Während die Juden nach Wasser graben, führen sie absurde Regentänze auf. Am Ende dieses seltsamen Films gibt es noch eine Viertelstunde Propaganda mit Bildern aus Tel Aviv und von jüdischen Sportlern, die nie die Latte beim Hochsprung reißen. Der Regisseur war später Initiator des polnischen Nachkriegskinos und Mitautor von »Majdanek«, des ersten Dokumentarfilms über die Befreiung eines Nazi-KZ.

Lenins Konzept der freiwilligen Landwirtschaftskooperativen hatte zahlreiche an einer besseren Welt interessierte Amerikaner, Kanadier, Deutsche, aber auch linke Juden aus dem kolonialisierten Palästina angezogen. Die Utopien scheiterten in der zweiten Hälfte der dreißiger Jahre am brutal durchgesetzten zentralstaatlichen Totalitarismus Stalins.
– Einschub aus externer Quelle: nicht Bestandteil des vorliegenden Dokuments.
PR #894, opened 2017-06-02
NodeExecutor ullage refactoring

lamont-granquist:
Basically what this does is add another API that the ThrottleController exposes which is the "fixed" throttle limit. Basically all the throttle limiting code other than ullaging sets this. Then there is the throttleLimit which is still the actually applied throttle limit. When ignitions are being prevented, typically the fixedThrottleLimit would be 1.0 while the throttleLimit would be 0.0.

The Node Executor now doesn't need to know as much about throttling and ullaging, and just trusts the fixedThrottleLimit from the throttle controller.

I also moved the infinity check around so that its a bit more aggressive about not presenting infinite burntime calculations through any API. If there's a reason why some consumers need that patched and not others its definitely not obvious, and it reads more correct to be more aggressive about preventing infinite burntimes.

### DIFF
--- a/MechJeb2/MechJebModuleNodeExecutor.cs
+++ b/MechJeb2/MechJebModuleNodeExecutor.cs
@@ -36,10 +36,6 @@ namespace MuMech
             double dV = node.GetBurnVector(orbit).magnitude;
             double halfBurnTIme;
             double burnTIme = BurnTime(dV, out halfBurnTIme);
-            if (double.IsInfinity(halfBurnTIme))
-            {
-                halfBurnTIme = 0.0;
-            }
             return GuiUtils.TimeToDHMS(node.UT - halfBurnTIme - vesselState.time);
         }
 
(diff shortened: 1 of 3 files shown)


Starwaster:
Sorry but there's still something wrong, or something NEW that's wrong.
'Keep limited throttle over x%' has to have authority over the other limiters (except for ullaging because you don't want to ignite if unstable...)

So if 'Limit Q' or 'Limit throttle to %' want to lower thrust percent below 'keep limited throttle' then it has to succeed in keeping the minimum throttle to whatever it's set to. 

That doesn't matter so much in stock but it's lethal to Real Fuels because the engines can shut down and then you need another ignition (which you might not have) and plus you risk vapor in the fuel lines due to unstable conditions.

Right now, as I type this, in launch after launch I'm watching the other throttle limiters reduce throttle percent below the minimum value set by 'keep limited throttle over' (even set to 95%) and they just keep lowering it until the engines shut down and fail.

lamont-granquist:
That might be a totally separate bug?

I tried to replicate that just by setting the max throttle limit to 20% and I couldn't kill the engine (with no minimum throttle limit set), so couldn't figure out how to replicate it.  Which engine are you using that has this behavior?

Starwaster:
I was using the Titan V from KWR but I can also do it with a Mainsail and some orange tanks.

Set the Q limiter to 500 pa and the minimum throttle limiter to 95%.  It should literally be impossible for the throttle to drop under 95% but it does. That's what's at issue, not that the engine shut down. It's not an engine issue.

Starwaster:
Reproduced using only stock KSP 1.3.0 + MechJeb build 704 

It shouldn't be possible for any throttle limiter to lower throttle below the minimum designated percent, except the unstable thrust one but as the screenshot below demonstrates, it is doing exactly that.

screenshot86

Filme gegen Antisemitismus und Rassismus verschwanden mit dem Hitler-Stalin-Pakt 1938 aus den Kinos. Das 1941 gegründete Jüdische Antifaschistische Komitee, dessen prominente Mitglieder (u.a. Ilja Ehrenburg, Sergej Eisenstein, Solomon Michoels) auch in den USA für den Krieg gegen Nazideutschland Geld sammelten, wurde 1948 verboten, die Mitglieder wurden verfolgt, interniert oder umgebracht, wie auch die jüdischen Ärzte, die für das Politbüro tätig waren.

Semen Aranovic berichtet in seiner 140minütigen Dokumentarfilmrecherche »Das große Konzert der Völker« (1991) über die stalinistische Judenverfolgung. Nachdem Stalin die Inguschen und andere Völker vernichtet habe, habe er einen Holocaust an den Juden geplant, der nur durch den Tod des Diktators verhindert worden sei.

Als Laie dachte man auch nach dem Film, dass man mit dem Begriff Holocaust vielleicht etwas vorsichtiger umgehen sollte, als Zuschauer fühlte man sich etwas überfordert, verlor zuweilen den Faden, weil zu viele verschiedene Zeitzeugen fast ununterbrochen reden, als Kritiker hatte man manchmal den Eindruck, die Filmeinspielungen etc. dienten nicht so sehr einem ästhetischen als einem pädagogischen Zweck.

In anderen Filmen geht es um den englischen Geschäftsmann Nicholas Winton aus Prag, der im Jahr 1939 669 Kinder meist jüdischer Herkunft vor der drohenden Vernichtung rettete und nach London brachte; um georgische Juden, die ihr über 2 000 Jahre altes Shtetl Oni in Richtug Israel verlassen usw.

Es ist alles ja immer auch so viel und so gedrängt. Ein Jahrhundert des Antisemitismus, der ja nicht aufhört, Exodus, Neuanfänge. Manchmal ist man gelangweilt, manchmal fühlt man sich überfordert, oft ist man berührt, und an einem Abend war es erleichternd, mit der israelischen Filmemacherin Michal Avid zu sprechen, die so lustig über die russischen Emigranten sprach, die allesamt Klavierlehrer seien.